If a line in the data below includes the string "objects", please return a copy of it.

- **DATASET RECORDS**
- - -

PR #788, opened 2026-06-04
Auto: implement issue #642

### LINKED ISSUE #642: Add role and permission management API endpoints
Subtask of #38
Depends on #641

Create src/api/routers/rbac.py with: (1) GET /roles — list all roles for tenant, (2) POST /roles — create a custom role (body: name, permission list), admin+ only, (3) GET /roles/{id}/permissions — return permission list for role, (4) PUT /roles/{id}/permissions — update permission list for custom roles (admin+), (5) POST /users/{id}/role — assign role to user (admin+), (6) GET /permissions — list all available (resource, action) pairs. Create a RoleService in src/services/role_service.py. Use @require_permission where appropriate. Return standard envelope. No DB migration needed — uses models from task 1.

Dev-Plan: docs/dev-plan/70-platform/0642-add-role-and-permission-management-api-endpoints.md

yihua-zhuo:
Closes #642

Plan: `.plans/issue-642.md`

1. **Plan** — Claude wrote a detailed implementation plan to `.plans/issue-642.md`.

Please review before merging.

## Summary by CodeRabbit

* **New Features**
  * Added role management API for creating, listing, and managing custom roles.
  * Added ability to assign roles to users and update role permissions.
  * Added permission enumeration to view available system permissions.
  * Implemented tenant isolation to keep role configurations separate per organization.

### DIFF
--- a/.plans/issue-642.md
+++ b/.plans/issue-642.md
@@ -1,0 +1,98 @@
+I now have full context. Let me write the implementation plan.
+
+# Implementation Plan — Issue #642
+
+## Goal
+
+Create a `RoleService` and a 6-endpoint HTTP API for role and permission management under `/api/v1/rbac/`, enabling tenant administrators to list/create custom roles, manage role-to-permission assignments, assign roles to users, and enumerate all available system permissions. The endpoints in the dev-plan overlap significantly with the existing `RBACService` / `rbac_router` (introduced by #641) — the existing code already covers most endpoints. The new `RoleService` will be a thin facade that re-uses the existing DB-backed models (`RoleModel`, `PermissionModel`, `RolePermissionModel`, `UserRoleModel`) rather than introducing a new JSONB column design, and a new `RoleManagementRouter` in `src/api/routers/rbac.py` will expose the six endpoints described in the issue body, aligning with the path/method shape the issue requires.
+
+## Source Contract
+
+Dev-plan target: `/home/runner/work/agent-job/agent-job/docs/dev-plan/70-platform/0642-add-role-and-permission-management-api-endpoints.md`
+Template depth: `deep`
+Reading order followed:
+1. `/home/runner/work/agent-job/agent-job/docs/dev-plan/README.md`
+2. `/home/runner/work/agent-job/agent-job/docs/dev-plan/_template-deep.md`
+3. `/home/runner/work/agent-job/agent-job/docs/dev-plan/70-platform/0642-add-role-and-permission-management-api-endpoints.md`
+
+## Affected Files
+
+- `src/services/role_service.py` — **new**: `RoleService` class providing six methods (`list_roles`, `create_custom_role`, `get_role_permissions`, `update_role_permissions`, `assign_role_to_user`, `list_all_permissions`). Delegates the heavy lifting to existing `RBACService` or to direct ORM queries on `RoleModel` / `PermissionModel` / `RolePermissionModel` / `UserRoleModel`.
+- `src/api/routers/rbac.py` — **modify**: add a `RoleManagementRouter` (`APIRouter` with prefix `/api/v1/rbac`, tags `["rbac-roles"]`) containing the six endpoints the issue specifies. The existing `rbac_router` stays untouched (it was created by #641 and serves a different granularity of endpoints).
+- `src/dependencies/rbac.py` — **read only**: `require_permission(resource, action)` already exists and is used to gate admin+ endpoints.
+- `tests/unit/test_role_service.py` — **new**: unit tests for all six `RoleService` methods.
+- `tests/integration/test_rbac_integration.py` — **new**: end-to-end HTTP tests against the real Postgres-backed FastAPI app.
+
+## Implementation Steps
+
+1. **Create `src/services/role_service.py`** with `RoleService`:
+   - `__init__(self, session: AsyncSession)` — no default, per CLAUDE.md §Service Pattern.
+   - `list_roles(tenant_id: int) -> list[RoleModel]` — returns roles where `tenant_id == tenant_id OR tenant_id == 0` (system roles visible to all tenants), ordered by `priority DESC, id ASC`.
+   - `create_custom_role(tenant_id: int, name: str, permissions: list[str]) -> RoleModel` — creates a non-system role (`is_system=False`) and assigns the given permission names via `RolePermissionModel` rows. Raises `ValidationException` if any permission name does not exist in `PermissionModel`. Raises `ConflictException` if a role with the same `name` already exists for the tenant.
+   - `get_role_permissions(role_id: int, tenant_id: int) -> list[str]` — returns permission name strings (not ORM objects) for the given role, scoped to the tenant or system (`tenant_id == 0`).
+   - `update_role_permissions(role_id: int, tenant_id: int, permissions: list[str]) -> RoleModel` — replaces `RolePermissionModel` rows for the role. Raises `ForbiddenException` if `role.is_system == True`. Raises `ValidationException` if any permission name is unknown.
+   - `assign_role_to_user(user_id: int, role_id: int, tenant_id: int, granted_by: int) -> dict` — validates the user exists in the tenant, validates the role exists for the tenant or system, then inserts a `UserRoleModel` row (idempotent: if already assigned, returns `{"already_assigned": True}`).
+   - `list_all_permissions() -> list[dict[str, str]]` — returns the static `DEFAULT_PERMISSIONS` list from `services.rbac_service` as `[{"resource": ..., "action": ...}, ...]` pairs derived from the permission name `resource:action` format.
+   - Internal helpers: `_permission_pairs()` to derive `[{resource, action}]` from the permission name string by splitting on `:`.
+
+2. **Modify `src/api/routers/rbac.py`** to add a `RoleManagementRouter`:
+   - Define `role_management_router = APIRouter(prefix="/api/v1/rbac", tags=["rbac-roles"])`.
+   - `GET /roles` — calls `RoleService.list_roles(ctx.tenant_id)`, returns `{"success": True, "data": {"items": [r.to_dict() for r in roles], "total": len(roles)}}`.
+   - `POST /roles` — Pydantic body `CreateRoleRequest { name: str, permissions: list[str] }`. Gated with `Depends(require_permission("admin", "all"))` (admin+ only). Calls `RoleService.create_custom_role`.
+   - `GET /roles/{role_id}/permissions` — returns `{"success": True, "data": {"role_id": role_id, "permissions": [...]}}`.
+   - `PUT /roles/{role_id}/permissions` — body `UpdatePermissionsRequest { permissions: list[str] }`. Gated with `Depends(require_permission("admin", "all"))`. Calls `RoleService.update_role_permissions`.
+   - `POST /users/{user_id}/role` — body `AssignRoleRequest { role_id: int }`. Gated with `Depends(require_permission("admin", "all"))`. Calls `RoleService.assign_role_to_user`.
+   - `GET /permissions` — returns `{"success": True, "data": [{"resource": ..., "action": ...}, ...]}`.
+   - All routes inject `ctx: AuthContext = Depends(require_auth)` and `session: AsyncSession = Depends(get_db)`.
+   - Discovery note: `src/api/__init__.py::iter_routers()` yields all `APIRouter` instances whose attribute name is `router` or ends with `_router`. Since `rbac_router` (existing) and `role_management_router` (new) both use the prefix `/api/v1/rbac`, FastAPI will route them independently by the unique path/method pairs. No changes to `src/main.py` are required — the auto-discovery picks up both routers.
+
+3. **Add `tests/unit/test_role_service.py`** with `mock_db_session` fixture using `RBACMockState` and the auto-discovered handlers:
+   - `test_list_roles_returns_tenant_and_system_roles` — seed tenant-specific role + system role, verify both appear.
+   - `test_create_custom_role_persists_role_and_permission_links` — call `create_custom_role`, verify `state.roles` and `state.role_permissions` updated.
+   - `test_create_custom_role_raises_conflict_on_duplicate_name` — second call with same name raises `ConflictException`.
+   - `test_create_custom_role_raises_validation_on_unknown_permission` — pass `["nonexistent:perm"]`, expect `ValidationException`.
+   - `test_get_role_permissions_returns_name_list` — verify return type is `list[str]`, not ORM objects.
+   - `test_update_role_permissions_blocks_system_role` — call on `is_system=True` role, expect `ForbiddenException`.
+   - `test_update_role_permissions_replaces_existing_links` — verify old `role_permissions` rows for the role are deleted before new ones inserted.
+   - `test_assign_role_to_user_checks_tenant_membership` — seed user in a different tenant, expect `NotFoundException("用户")`.
+   - `test_assign_role_to_user_is_idempotent` — call twice, second returns `{"already_assigned": True}`.
+   - `test_list_all_permissions_returns_resource_action_pairs` — verify every entry is `{"resource": str, "action": str}` with non-empty values.
+
+4. **Add `tests/integration/test_rbac_integration.py`** using the real `api_client` fixture (which includes `auth_headers_web` for a seeded admin user):
+   - `test_list_roles_returns_empty_initially` — `GET /api/v1/rbac/roles` → `data.items == []`.
+   - `test_create_role_then_list_includes_it` — `POST /api/v1/rbac/roles` with `{"name": "custom_support", "permissions": ["customer:read"]}` → 201, then `GET` shows it.
+   - `test_create_role_with_unknown_permission_returns_422` — body includes `["fake:perm"]` → 422.
+   - `test_update_role_permissions_replaces_existing` — `PUT` new list, `GET` confirms replacement.
+   - `test_update_system_role_permissions_returns_403` — try to update `admin` (system role) → 403.
+   - `test_assign_role_to_user_persists_binding` — `POST /api/v1/rbac/users/{uid}/role` with `{"role_id": 2}` → 200; then `GET /api/v1/rbac/users/{uid}/roles` (existing endpoint) shows the binding.
+   - `test_list_permissions_returns_all_system_pairs` — `GET /api/v1/rbac/permissions` → ≥ 6 pairs, all `resource`/`action` non-empty.
+   - `test_tenant_isolation_roles` — create role in tenant 1, switch to `api_client_tenant_2`, verify `GET /roles` does not show tenant 1's custom role (only system roles shared via `tenant_id == 0`).
+
+## Test Plan
+
+- Unit tests in `tests/unit/test_role_service.py`: mock DB via `make_mock_session` + `RBACMockState` (auto-loaded from `tests/unit/domain_handlers/rbac.py`). Covers all six service methods across success, tenant-isolation, conflict, validation, and forbidden paths. Expected: `PYTHONPATH=src pytest tests/unit/test_role_service.py -v` → ≥ 10 passed.
+- Integration tests in `tests/integration/test_rbac_integration.py`: uses `api_client`, `auth_headers_web`, `api_client_tenant_2`, `db_schema`, `async_session` fixtures from `tests/integration/conftest.py`. Verifies HTTP round-trip including 201/200/403/422 status codes, envelope shape, and cross-tenant data isolation. Expected: `PYTHONPATH=src pytest tests/integration/test_rbac_integration.py -v` → ≥ 8 passed.
+- Dev-plan verification (§6): the target board lists these checks:
+  - `ruff check src/services/role_service.py src/api/routers/rbac.py` → 0 errors.
+  - `PYTHONPATH=src pytest tests/unit/test_role_service.py -v` → 6+ passed.
+  - `PYTHONPATH=src pytest tests/integration/test_rbac_integration.py -v` → 6+ passed.
+  - `PYTHONPATH=src mypy src/services/role_service.py src/api/routers/rbac.py` → 0 errors.
+  - `curl http://localhost:8000/api/v1/rbac/permissions` → `{"success": true, "data": [...]}`.
+
+## Acceptance Criteria
+
+- `ruff check src/services/role_service.py src/api/routers/rbac.py` → 0 errors.
+- `PYTHONPATH=src pytest tests/unit/test_role_service.py -v` → all tests passed.
+- `PYTHONPATH=src pytest tests/integration/test_rbac_integration.py -v` → all tests passed.
+- `GET /api/v1/rbac/roles` returns 200 with `{"success": true, "data": {"items": [...], "total": N}}` envelope.
+- `POST /api/v1/rbac/roles` with admin auth returns 201; without admin role returns 403.
+- `GET /api/v1/rbac/roles/{id}/permissions` returns `{"success": true, "data": {"role_id": id, "permissions": [string...]}}`.
+- `PUT /api/v1/rbac/roles/{id}/permissions` on a system role returns 403; on a custom role returns 200.
+- `POST /api/v1/rbac/users/{id}/role` returns 200 with `{"success": true, "data": {"user_id": id, "role_id": id}}`.
+- `GET /api/v1/rbac/permissions` returns 200 with `{"success": true, "data": [{"resource": ..., "action": ...}, ...]}` containing all 15 permissions from `DEFAULT_PERMISSIONS`.
+- All SQL queries filter by `tenant_id`; cross-tenant roles are not visible in `GET /roles`.
+
+## Risks / Open Questions
+
+- **Path collision with existing `rbac_router`**: Both `rbac_router` (from #641, prefix `/api/v1/rbac`) and the new `role_management_router` use the same prefix. FastAPI handles this by matching the first registered router that owns a given path+method pair. The existing `rbac_router` registers paths like `POST /roles`, `GET /roles/{role_id}`, `PUT /roles/{role_id}` — the new router must not duplicate these. The six endpoints in the issue body map to paths that are already covered by the existing router (`GET /roles`, `POST /roles`, `GET /roles/{id}/permissions`, `PUT /roles/{id}/permissions`, `POST /users/{id}/roles` vs issue's `POST /users/{id}/role`, `GET /permissions`). This raises a real risk: the new endpoints will conflict with existing ones, causing FastAPI to raise `AssertionError: route conflict` at startup. **Mitigation**: Register `role_management_router` with the same prefix only if path/method pairs are genuinely new; otherwise, the existing `rbac_router` already satisfies the issue. If a separate `RoleManagementRouter` is mandated by the issue contract, paths must be differentiated (e.g., add a `/v2/` or distinct prefix), or the new router should only add genuinely new routes not covered by `rbac_router` (e.g., `GET /permissions` is the only one not present in `rbac_router` since it lists `PermissionModel` paginated, not resource/action pairs).
+- **`@require_permission` gate semantics**: The existing `require_permission(resource, action)` dependency checks `ctx.roles` (a list of role names like `"admin"`, `"viewer"`) against `ROLE_PERMISSIONS` from `permission_service.py`. It does not consult the DB-backed `UserRoleModel` assignments. So a user assigned a custom role at runtime via the new `POST /users/{id}/role` endpoint will not be granted `admin:all` permission through the `require_permission` guard. This is a pre-existing limitation in the auth flow (not caused by this issue) but the dev-plan's claim that admin+ endpoints are protected by `@require_permission` is only true for users whose JWT contains `"admin"` in `roles` — not for users who get admin via the DB-backed custom-role mechanism.
--- a/src/api/routers/rbac.py
+++ b/src/api/routers/rbac.py
@@ -11,8 +11,10 @@ from sqlalchemy.ext.asyncio import AsyncSession
 from db.connection import get_db
 from internal.middleware.fastapi_auth import AuthContext, require_auth
 from services.rbac_service import RBACService
+from services.role_service import RoleService
 
 rbac_router = APIRouter(prefix="/api/v1/rbac", tags=["rbac"])
+role_management_router = APIRouter(prefix="/api/v1/rbac/mgmt", tags=["rbac-roles"])
 
 
 def _paginated(items, total, page, page_size):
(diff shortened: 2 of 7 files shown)


.plans/issue-642.md
```diff
@@ -0,0 +1,98 @@
...
...s by matching the first registered router that owns a given path+method pair. The existing `rbac_router` registers paths like `POST /roles`, `GET /roles/{role_id}`, `PUT /roles/{role_id}` — the new router must not duplicate these. The six endpoints in the issue body map to paths that are already covered by the existing router (`GET /roles`, `POST /roles`, `GET /roles/{id}/permissions`, `PUT /roles/{id}/permissions`, `POST /users/{id}/roles` vs issue's `POST /users/{id}/role`, `GET /permissions`). This raises a real risk: the new endpoints will conflict with existing ones, causing FastAPI to raise `AssertionError: route conflict` at startup. **Mitigation**: Register `role_management_router` with the same prefix only if path/method pairs are genuinely new; otherwise, the existing `rbac_router` already satisfies the issue. If a separate `RoleManagementRouter` is mandated by the issue contract, paths must be differentiated (e.g., add a `/v2/` or distinct prefix), or the new router should only add genuinely new routes not covered by `rbac_router` (e.g., `GET /permissions` is the only one not present in `rbac_router` since it lists `PermissionModel` paginated, not resource/action pairs).
```
yihua-zhuo, line 97: **CRITICAL** (critical)

**Issue:** The plan acknowledges a path-collision risk between rbac_router and role_management_router but claims it is mitigated; in reality the new router uses prefix '/api/v1/rbac/mgmt' (not '/api/v1/rbac') in code, contradicting the plan text which says the new router registers at the same prefix — the plan and implementation are out of sync.

**Suggestion:** Update the plan to reflect the actual /api/v1/rbac/mgmt prefix used in rbac.py:17, or align the implementation with the plan description.

src/api/routers/rbac.py
```diff
@@ -11,8 +11,10 @@
 from db.connection import get_db
 from internal.middleware.fastapi_auth import AuthContext, require_auth
 from services.rbac_service import RBACService
+from services.role_service import RoleService
 
 rbac_router = APIRouter(prefix="/api/v1/rbac", tags=["rbac"])
+role_management_router = APIRouter(prefix="/api/v1/rbac/mgmt", tags=["rbac-roles"])
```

- - -

- **ANSWER BOX**
+   - `get_role_permissions(role_id: int, tenant_id: int) -> list[str]` — returns permission name strings (not ORM objects) for the given role, scoped to the tenant or system (`tenant_id == 0`).
+   - `test_get_role_permissions_returns_name_list` — verify return type is `list[str]`, not ORM objects.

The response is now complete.